PR #129, opened 2018-05-29
Update LRO codegen to use latest go-autorest features

jhendrixMSFT:
Codegen for LROs has been updated to use azure.NewFutureFromResponse
when creating a Future.
The Result method on generated future types uses Future's new internal
logic for retrieving the final result.
Added missing LRO tests and updated dependencies.

### DIFF
--- a/src/Templates/ModelTemplate.cshtml
+++ b/src/Templates/ModelTemplate.cshtml
@@ -446,10 +446,15 @@ else
     }
     @if (ftg.ResultTypeName == MethodGo.DefaultReturnType)
     {
+        // for default return types (i.e. autorest.Response)
+        // assign the raw HTTP response to the *http.Response field
     @:@(resultVar).Response = future.Response()
     }
     else
     {
+        // modeled return types embed autorest.Resposne as an anonymous field
+        // so in order to assign the raw HTTP response to the *http.Response field
+        // in it we need an extra ".Response" :(
     <text>
     sender := autorest.DecorateSender(client, autorest.DoRetryForStatusCodes(client.RetryAttempts, client.RetryDuration, autorest.StatusCodesForRetry...))
     if @(resultVar).Response.Response, err = future.GetResult(sender); err == nil && @(resultVar).Response.Response.StatusCode != http.StatusNoContent {
--- a/src/Templates/ModelTemplate.cshtml
+++ b/src/Templates/ModelTemplate.cshtml
@@ -426,14 +426,14 @@ else
     var resultVar = ftg.ResultTypeName.ToShortName();
     var resultVarTarget = resultVar;
     var futureTypeName = $"{Model.CodeModel.Namespace}.{Model.Name}";
-    if (ftg.ResultType is IteratorTypeGo)
+    if (ftg.ResultType is IteratorTypeGo itg)
     {
-        resultVarTarget = $"{resultVarTarget}.{ftg.ResultType.Cast<IteratorTypeGo>().PageField}";
+        resultVarTarget = $"{resultVarTarget}.{itg.PageField}";
     }
     <text>
     // Result returns the result of the asynchronous operation.
     // If the operation has not completed it will return an error.
-    func (future @Model.Name) Result(client @ftg.ClientTypeName) (@resultVar @ftg.ResultTypeName, err error) {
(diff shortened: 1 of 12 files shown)


src/Templates/ModelTemplate.cshtml
```diff
@@ -426,51 +426,41 @@ else
...
     }
-    var req *http.Request
-    var resp *http.Response
-    if future.PollingURL() != "" {
-        req, err = http.NewRequest(http.MethodGet, future.PollingURL(), nil)
+    @if (ftg.ResultTypeName == MethodGo.DefaultReturnType)
+    {
+    @:@(resultVar).Response = future.Response()
+    }
+    else
```
vladbarosan: is this for that case where you need to do an extra get at the end ? if so, what is `ResultTypeName` then ?

jhendrixMSFT: The default return type is ```autorest.Response``` so if that's all that's being returned then we assign the raw HTTP response to the ```Response``` field.

vladbarosan: Yes, I guess the only think im saying is that maybe its not obvious why if the response is not the default return type we need to have the extra getResult on the future.

 Nit: Maybe a comment or a helper method.

---
In reply to: [191599956](https://github.com/Azure/autorest.go/pull/129#discussion_r191599956) [](ancestors = 191599956)

test/src/tests/acceptancetests/lrogrouptest/lro_test.go
```diff
@@ -6,10 +6,11 @@ import (
 	"testing"
 	"time"
 
+	"github.com/Azure/go-autorest/autorest/to"
 	chk "gopkg.in/check.v1"
 
 	"tests/acceptancetests/utils"
-	. "tests/generated/lro"
```
vladbarosan: >.  [](start = 1, length = 2)

i thought we run go fmt part of CI and check if the pushed content is the same as the resulting one ?

test/src/tests/acceptancetests/lrogrouptest/lro_test.go
```diff
@@ -23,72 +24,638 @@ var lrosClient = getLROsClient()
...
+
+func (s *LROSuite) TestSADsPutNonRetry400(c *chk.C) {
+	_, err := lroSADSClient.PutNonRetry400(context.Background(), &lrogroup.Product{})
+	c.Assert(err, chk.NotNil)
+}
+
+// custom header client
+
+func (s *LROSuite) TestCustomHeaderPost202Retry200(c *chk.C) {
+	/*req, err := lroCustomHeaderClient.Post202Retry200Preparer(context.Background(), &lrogroup.Product{})
```
vladbarosan: is there a problem with this one ? ( and the next ones) if so maybe create an issue for them?

test/src/tests/acceptancetests/lrogrouptest/lro_test.go
jhendrixMSFT: Importing a package with a preceding "dot" means to import its content into the importing package's namespace.  Unfortunately this breaks stuff in vscode (e.g. right-clicking on a func to jump to its definition doesn't work) so I removed the "dot" from the import and reference the package content explicitly.

vladbarosan: Oh my bad, i thought it was a whitespace ( since whitespaces are rendered as dots in CodeFlow ) :)

src/Templates/ModelTemplate.cshtml
jhendrixMSFT: Added a comment.

test/src/tests/acceptancetests/lrogrouptest/lro_test.go
jhendrixMSFT: Thanks I forgot about this, will update the comment and open an issue.

jhendrixMSFT: Opened issue https://github.com/Azure/azure-sdk-for-go/issues/1922 to track adding custom header data.

vladbarosan:
Feel free to merge 👍

PR #130, opened 2018-05-31
Fix future/pageable types.

jhendrixMSFT:
The previous LRO changes were incomplete, they missed the case where
futures intersect with pageable types.
Avoid importing the net/http package when it's not needed.

### DIFF
--- a/src/Model/CodeModelGo.cs
+++ b/src/Model/CodeModelGo.cs
@@ -142,13 +142,9 @@ namespace AutoRest.Go.Model
                 {
                     imports.Add(PrimaryTypeGo.GetImportLine("github.com/Azure/go-autorest/autorest/azure"));
                     // if any of the futures return the non-default response then we need the net/http package
-                    foreach (var ftg in futureModels)
+                    if (futureModels.Any(fm => !fm.IsDefaultReturnType))
                     {
-                        if (!ftg.IsDefaultReturnType)
-                        {
-                            imports.Add(PrimaryTypeGo.GetImportLine("net/http"));
-                            break;
-                        }
+                        imports.Add(PrimaryTypeGo.GetImportLine("net/http"));
                     }
                 }
                 ModelTypes.Cast<CompositeTypeGo>()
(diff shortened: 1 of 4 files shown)


src/Model/CodeModelGo.cs
```diff
@@ -137,10 +137,19 @@ public IEnumerable<string> ModelImports
                 {
                     imports.Add(PrimaryTypeGo.GetImportLine("github.com/Azure/go-autorest/autorest"));
                 }
-                if (ModelTypes.Any(mt => mt is FutureTypeGo))
+                var futureModels = ModelTypes.Where(mt => mt is FutureTypeGo).Cast<FutureTypeGo>();
+                if (futureModels.Any())
```
vladbarosan: not sure what was wrong with the previous if, also why do we cast to FutureTypeGo

vladbarosan: oh ok nevermind we need the collection later, but do we need the cast ?

---
In reply to: [192249868](https://github.com/Azure/autorest.go/pull/130#discussion_r192249868) [](ancestors = 192249868)

jhendrixMSFT: Yes, the ```IsDefaultReturnType``` property is only on ```FutureTypeGo```.

src/Model/CodeModelGo.cs
```diff
@@ -137,10 +137,19 @@ public IEnumerable<string> ModelImports
...
                 }
-                if (ModelTypes.Any(mt => mt is FutureTypeGo))
+                var futureModels = ModelTypes.Where(mt => mt is FutureTypeGo).Cast<FutureTypeGo>();
+                if (futureModels.Any())
                 {
                     imports.Add(PrimaryTypeGo.GetImportLine("github.com/Azure/go-autorest/autorest/azure"));
-                    imports.Add(PrimaryTypeGo.GetImportLine("net/http"));
+                    // if any of the futures return the non-default response then we need the net/http package
+                    foreach (var ftg in futureModels)
+                    {
```
vladbarosan: maybe ```if(futureModels.Any( fm => !fm.IsDefaultReturnType)) {}```

PR #205, opened 2020-01-22
Adding Custom Base URL 

catalinaperalta:
This PR adds the samples for the custom base URL swagger and its tests.

### DIFF
--- a/test/autorest/generated/custombaseurlgroup/complex.go
+++ b/test/autorest/generated/custombaseurlgroup/complex.go
@@ -1,0 +1,85 @@
+// Copyright (c) Microsoft Corporation. All rights reserved.
+// Licensed under the MIT License. See License.txt in the project root for license information.
+
+package custombaseurlgroup
+
+import (
+	"context"
+	azinternal "generatortests/autorest/generated/custombaseurlgroup/internal/custombaseurlgroup"
+	"net/url"
+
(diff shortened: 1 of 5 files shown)


test/autorest/generated/custombaseurlgroup/complex.go
```diff
@@ -0,0 +1,85 @@
...
+import (
+	"context"
+	azinternal "generatortests/autorest/generated/custombaseurlgroup/internal/custombaseurlgroup"
+	"net/url"
+
+	"github.com/Azure/azure-sdk-for-go/sdk/azcore"
+)
+
+// DefaultEndpoint is the default endpoint used for the CustomBaseURLClient service.
+const DefaultEndpoint = "http://localhost:3000"
```
jhendrixMSFT: This should be omitted.  The custom-baseUrl swagger uses the `x-ms-parameterized-host` extension which means the swagger doesn't define a base URL and expects the caller to provide it.  I realize this doesn't completely map with what we're doing in track 2 since we always require this parameter now.
This got me thinking though, that for swaggers that define a host we should emit a comment in the constructor that says "Use DefaultEndpoint for blah blah" or something.

catalinaperalta: Ah, you're right. Yes that makes sense to me. I removed it.

PR #209, opened 2020-01-23
Adding to Body Complex reference samples endpoints

catalinaperalta:
Adding full Basic model endpoint references (and renamed it from complex client to basic client) and initial primitive model endpoint references.


test/autorest/complexgroup/complexgroup_test.go
```diff
@@ -11,8 +11,16 @@ import (
 	"testing"
 )
 
-func getComplexClient(t *testing.T) *complexgroup.ComplexClient {
-	client, err := complexgroup.NewComplexClient(complexgroup.DefaultEndpoint, nil)
+func getBasicClient(t *testing.T) *complexgroup.BasicClient {
```
catalinaperalta: The change here is simply renaming all of the ComplexClient references to BasicClient since ComplexClient was too broad.

test/autorest/complexgroup/complexgroup_test.go
```diff
@@ -67,3 +75,85 @@ func TestPutValid(t *testing.T) {
 	}
 	deepEqualOrFatal(t, result, expected)
 }
+
+// TODO check this
+func TestGetInvalid(t *testing.T) {
```
catalinaperalta: Wondering what to do here, since the test specifically sends a string instead of an integer and obviously that cannot be unmarshalled into the Basic model

test/autorest/complexgroup/complexgroup_test.go
```diff
@@ -67,3 +75,85 @@ func TestPutValid(t *testing.T) {
...
+	}
+	expected := &complexgroup.GetEmptyResponse{
+		StatusCode: http.StatusOK,
+		Basic:      &complexgroup.Basic{},
+	}
+	deepEqualOrFatal(t, result, expected)
+}
+
+// TODO nil or null?
+func TestGetNull(t *testing.T) {
```
catalinaperalta: If the endpoint specifies Null will we rename everything to nil?

test/autorest/generated/complexgroup/basic.go
```diff
@@ -0,0 +1,178 @@
+// Copyright (c) Microsoft Corporation. All rights reserved.
+// Licensed under the MIT License. See License.txt in the project root for license information.
+
+package complexgroup
```
catalinaperalta: This file didnt change, I only renamed it since it was previously called complex.go which was too broad for the complex package since there are several different models within it.

test/autorest/complexgroup/complexgroup_test.go
jhendrixMSFT: This client name comes from the swagger, specifically from the `operationId`.  E.g. for `basic_getValid` the client name would be `BasicClient` with a method `GetValid`.

I didn't look at the operations that have been implemented, but you might want to double-check that the client names match the swagger definition.

test/autorest/complexgroup/complexgroup_test.go
jhendrixMSFT: So unmarshalling should fail and an error is returned right?  If that's the case then ensure that the response object is nil and the error is non-nil.  At some point we'll need to ensure that the returned errors are actionable.

test/autorest/complexgroup/complexgroup_test.go
jhendrixMSFT: Should come from the `operationId` in the swagger.

test/autorest/generated/complexgroup/basic.go
jhendrixMSFT: In track 1 we named the file to match the client name minus the `Client` suffix; let's do the same thing in track 2.

test/autorest/complexgroup/complexgroup_test.go
catalinaperalta: Yes no worries. I already noticed that and that's the reason for the changes in this PR. So everything that was previously ComplexClient is now BasicClient and I also have a PrimitiveClient for operations like: primitive_getLong. Both are part of the complexgroup package

test/autorest/complexgroup/complexgroup_test.go
catalinaperalta: Ah perfect, I'll just add the check for response object

test/autorest/complexgroup/complexgroup_test.go
catalinaperalta: Ok great, then I'm leaving it as GetNull since that's what the swagger specifies

test/autorest/generated/complexgroup/basic.go
catalinaperalta: Perfect that change is also part of this PR

test/autorest/complexgroup/complexgroup_test.go
catalinaperalta: Done

test/autorest/generated/complexgroup/primitive.go
```diff
@@ -0,0 +1,96 @@
...
+
+// PrimitiveClient is the test Infrastructure for AutoRest Swagger
+type PrimitiveClient struct {
+	s azinternal.Service
+	u *url.URL
+	p azcore.Pipeline
+}
+
+// PrimitiveClientOptions ...
+type PrimitiveClientOptions struct {
```
jhendrixMSFT: I wonder if we should have a nested `StandardClientOptions` or something that all client option structs take.  Nothing to change here just thinking out loud, we should discuss.

test/autorest/generated/complexgroup/primitive.go
```diff
@@ -0,0 +1,96 @@
...
+	s, err := client.s.GetIntHandleResponse(resp)
+	if err != nil {
+		return nil, err
+	}
+	return s, nil
+}
+
+// PutInt ...
+func (client *PrimitiveClient) PutInt(ctx context.Context, complexBody IntWrapper) (*PutIntResponse, error) {
+	req, err := client.s.PutIntCreateRequest(*client.u, &complexBody)
```
jhendrixMSFT: Is there a reason `complexBody` is passed by reference here?  I think it should be passed to the creator function in the same way it's passed to the caller.

test/autorest/generated/complexgroup/primitive.go
catalinaperalta: Yes I was thinking the same, there are a few areas where we could probably reduce repeated code. I'll try to make a note of all of the places I think we could do this and we can discuss later.

test/autorest/generated/complexgroup/primitive.go
catalinaperalta: Right, I fixed it. Thanks!

PR #215, opened 2020-01-28
Adding capitalizeAcronyms function in namer.ts

catalinaperalta:


src/namer/namer.ts
```diff
@@ -45,19 +45,23 @@ async function process(session: Session<CodeModel>) {
...
     details.name = pascalCase(details.name);
+    details.name = capitalizeAcronyms(details.name)
     for (const prop of values(obj.properties)) {
       const details = <Language>prop.language.go;
       details.name = pascalCase(details.name);
+      details.name = capitalizeAcronyms(details.name)
     }
   }
 
   // pascal-case operation groups and their operations
```
catalinaperalta: IF we agree that this is the best place to call capitalizeAcronyms then I'll update the comments

src/namer/namer.ts
```diff
@@ -79,3 +84,50 @@ function cloneLanguageInfo(graph: any) {
     }
   }
 }
+
+let acronyms = [
```
jhendrixMSFT: `const` instead of `let`

src/namer/namer.ts
```diff
@@ -79,3 +84,50 @@ function cloneLanguageInfo(graph: any) {
...
+  "Ui",
+  "Uid",
+  "Uuid",
+  "Uri",
+  "Url",
+  "Utf8",
+  "Vm",
+  "Xml",
+  "Xsrf",
+  "Xss"]
```
jhendrixMSFT: I think the trailing `]` goes on the next line.

src/namer/namer.ts
```diff
@@ -79,3 +84,50 @@ function cloneLanguageInfo(graph: any) {
     }
   }
 }
+
+let acronyms = [
+  "Acl",
```
jhendrixMSFT: Also I believe strings are typically delimited with `'` characters.

src/namer/namer.ts
```diff
@@ -79,3 +84,50 @@ function cloneLanguageInfo(graph: any) {
...
+  "Url",
+  "Utf8",
+  "Vm",
+  "Xml",
+  "Xsrf",
+  "Xss"]
+
+function capitalizeAcronyms(name: string): string {
+  for (const word of acronyms) {
+    name = name.replace(word, word.toUpperCase())
```
jhendrixMSFT: I don't think this will do a case-insensitive comparison.  If we didn't do that in track 1 then this is probably ok although we might need to revisit later.

src/namer/namer.ts
jhendrixMSFT: Yep I think this works great.

src/namer/namer.ts
catalinaperalta: Yes, that's right. This wont do that. But I didn't want to implement that just yet, since I'm thinking through scenarios where it could cause problems. 
i.e. (a very unlikely example) curl would end up being cURL if I lowercase everything.

jhendrixMSFT: Good point, that would look bad (in fact I want to say I've seen this in track 1 codegen).

PR #216, opened 2020-01-28
initial protocol operations generation

jhendrixMSFT:


src/generator/models.ts
```diff
@@ -5,183 +5,129 @@
...
 import { values } from '@azure-tools/linq';
+import { ContentPreamble, ImportManager, SortAscending } from './helpers'
 
 // Creates the content in models.go
 export async function generateModels(session: Session<CodeModel>): Promise<string> {
-  const headerText = comment(await session.getValue("header-text", "MISSING LICENSE HEADER"), "// ");
-  const namespace = await session.getValue('namespace');
-  let text = `${headerText}\n\n`
-  text += `package ${namespace}\n\n`
+  let text = await ContentPreamble(session);
```
catalinaperalta: When should we use let vs const

jhendrixMSFT: Default should be to use `const`.  Only time you want to use `let` is if you plan to reassign some value to the variable.

PR #219, opened 2020-01-29
Escape reserved words and add mappings file

catalinaperalta:
This PR adds a method to escape reserved words with a pad string and also separated the common acronyms and reserved words mappings into their own files


src/namer/mappings.ts
```diff
@@ -0,0 +1,112 @@
+export const CommonAcronyms = [
```
jhendrixMSFT: File is missing license/copyright header.

src/namer/mappings.ts
```diff
@@ -0,0 +1,112 @@
...
+      'sync', 'atomic',
+      'syscall',
+      'testing', 'iotest', 'quick',
+      'text', 'scanner', 'tabwriter', 'template', 'parse',
+      'time',
+      'unicode', 'utf16', 'utf8',
+      'unsafe',
+
+      // Other reserved names and packages (defined by the base libraries this code uses)
+      'autorest', 'client', 'date', 'err', 'req', 'resp', 'result', 'sender', 'to', 'validation', 'm', 'v', 'k', 'objectMap'
```
jhendrixMSFT: The entries specific to go-autorest can be removed.

PR #220, opened 2020-01-29
add code generation for models in convenience layer

jhendrixMSFT:


src/generator/convenience/models.ts
```diff
@@ -0,0 +1,74 @@
...
+import { ChoiceValue, CodeModel } from '@azure-tools/codemodel';
+import { values } from '@azure-tools/linq';
+import { ContentPreamble, HasDescription, SortAscending } from '../common/helpers';
+
+const internalPackage = 'azinternal';
+
+export async function generateModels(session: Session<CodeModel>): Promise<string> {
+  let text = await ContentPreamble(session);
+
+  const module = await session.getValue('module-path');
```
catalinaperalta: Just wondering, is the module-path where we're going to store the current path to the module? Where do we set/update that?
Like in this example: 
`import azinternal "generatortests/autorest/generated/custombaseurlgroup/internal/custombaseurlgroup"`
Would module path be `generatortests/autorest/generated/custombaseurlgroup`?

jhendrixMSFT: Yes exactly, it's a required command-line arg now for the `go-convenience` phase.

PR #224, opened 2020-01-30
Refactor clients into one client

jhendrixMSFT:


test/autorest/generated/complexgroup/client.go
```diff
@@ -0,0 +1,83 @@
...
+	"github.com/Azure/azure-sdk-for-go/sdk/azcore"
+)
+
+// ClientOptions ...
+type ClientOptions struct {
+	// HTTPClient sets the transport for making HTTP requests.
+	HTTPClient azcore.Transport
+
+	// LogOptions configures the built-in request logging policy behavior.
+	LogOptions azcore.RequestLogOptions
```
JeffreyRichter: I don't think we need this struct any more.

test/autorest/generated/complexgroup/client.go
```diff
@@ -0,0 +1,83 @@
...
+
+	// Telemetry configures the built-in telemetry policy behavior.
+	Telemetry azcore.TelemetryOptions
+}
+
+// DefaultClientOptions creates a ClientOptions type initialized with default values.
+func DefaultClientOptions() ClientOptions {
+	return ClientOptions{
+		HTTPClient: azcore.DefaultHTTPClientTransport(),
+		Retry:      azcore.DefaultRetryOptions(),
```
JeffreyRichter: You should also init telemetry options here

test/autorest/generated/complexgroup/client.go
```diff
@@ -0,0 +1,83 @@
...
+func NewClient(endpoint string, options *ClientOptions) (*Client, error) {
+	if options == nil {
+		o := DefaultClientOptions()
+		options = &o
+	}
+	p := azcore.NewPipeline(options.HTTPClient,
+		azcore.NewTelemetryPolicy(options.Telemetry),
+		azcore.NewUniqueRequestIDPolicy(),
+		azcore.NewRetryPolicy(&options.Retry),
+		azcore.NewRequestLogPolicy(options.LogOptions))
```
JeffreyRichter: I think we can kill log options (but not the policy)

test/autorest/generated/complexgroup/client.go
jhendrixMSFT: I can add init methods for these in `azcore` however they use zero-init semantics to indicate "don't do anything".

JeffreyRichter:
I think the pattern should be consistent throughout the code base. The .go file that defines the policy also defines the options struct and the method to initialize it's fields (even if the fields default to zero values).

The .go file that defines the client structure also defines the client's options structure composed of the desired policy option structures and also defines a method to get the default client option structure. Internally, this method MUST call the individual policy functions that initialize reach policy option structure.

This pattern MUST be followed so that versioning works correctly. A policy might add a new field whose default value is not the zero value and, if this pattern is followed, this will work correctly.


  *   Jeffrey Richter (watch Architecting Distributed Cloud Apps<https://nam06.safelinks.protection.outlook.com/?url=https%3A%2F%2Fazure.microsoft.com%2Ftraining%2Fdistributed-cloud-apps%2F&data=02%7C01%7Cjeffreyr%40microsoft.com%7C82df4ff9e5ae46a5095908d7345e957b%7C72f988bf86f141af91ab2d7cd011db47%7C1%7C0%7C637035453166233741&sdata=4GnkpFUKxlZXGXFr6oQo5GB%2FFNIbDXIZDXUij0q4AEE%3D&reserved=0>)

________________________________

PR #225, opened 2020-01-31
Fixed array type transform assignment

catalinaperalta:
Basing array transforms on element type instead of simply assigning the name in the language.go property.

### DIFF
--- a/src/transform/transform.ts
+++ b/src/transform/transform.ts
@@ -42,32 +42,13 @@ async function process(session: Session<CodeModel>) {
 function schemaTypeToGoType(schema: Schema): string {
   switch (schema.type) {
     case SchemaType.Array:
-      const arraySchema = <ArraySchema>schema
+      const arraySchema = <ArraySchema>schema;
       switch (arraySchema.elementType.type) {
-        case SchemaType.Boolean:
-          return '[]bool';
-        case SchemaType.Date:
-          return '[]time.Time'
-        case SchemaType.DateTime:
-          return '[]time.Time';
-        case SchemaType.Duration:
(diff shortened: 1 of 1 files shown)


src/transform/transform.ts
```diff
@@ -42,7 +42,33 @@ async function process(session: Session<CodeModel>) {
...
+          return '[]time.Duration';
+        case SchemaType.Integer:
+          if ((<NumberSchema>schema).precision === 32) {
+            return '[]int32';
+          }
+          return '[]int64';
+        case SchemaType.Number:
+          if ((<NumberSchema>schema).precision === 32) {
+            return '[]float32';
+          }
```
catalinaperalta: These cases might not be very common, but it would help in the future if an array of these types exists in a swagger

src/transform/transform.ts
```diff
@@ -42,7 +42,33 @@ async function process(session: Session<CodeModel>) {
 function schemaTypeToGoType(schema: Schema): string {
   switch (schema.type) {
     case SchemaType.Array:
-      return `[]${(<ArraySchema>schema).elementType.language.go!.name}`;
+      const arraySchema = <ArraySchema>schema
```
jhendrixMSFT: Missing `;`

src/transform/transform.ts
```diff
@@ -42,7 +42,33 @@ async function process(session: Session<CodeModel>) {
...
+      switch (arraySchema.elementType.type) {
```
jhendrixMSFT: Instead of repeating this switch/case I think you could recursively call `schemaTypeToGoType()` passing in the schema of the element type.

PR #226, opened 2020-01-31
Adding transformations for swagger data types

catalinaperalta:
This PR includes:
- Transforms for array types in the swagger
- Transforms for dictionary types in the swagger
- Adding the operation group name to response types

### DIFF
--- a/src/namer/namer.ts
+++ b/src/namer/namer.ts
@@ -1,6 +1,6 @@
-/*  --------------------------------------------------------------------------------------------- *
- *  Copyright (c) Microsoft Corporation. All rights reserved.                                     *
- *  Licensed under the MIT License. See License.txt in the project root for license information.  *
+/*  ---------------------------------------------------------------------------------------------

::::::

*BRIEF:* Wherever a line in the records contains the word "module", copy that line.

*SOLUTION TO THE EXERCISE:*
+  const module = await session.getValue('module-path');
catalinaperalta: Just wondering, is the module-path where we're going to store the current path to the module? Where do we set/update that?
Would module path be `generatortests/autorest/generated/custombaseurlgroup`?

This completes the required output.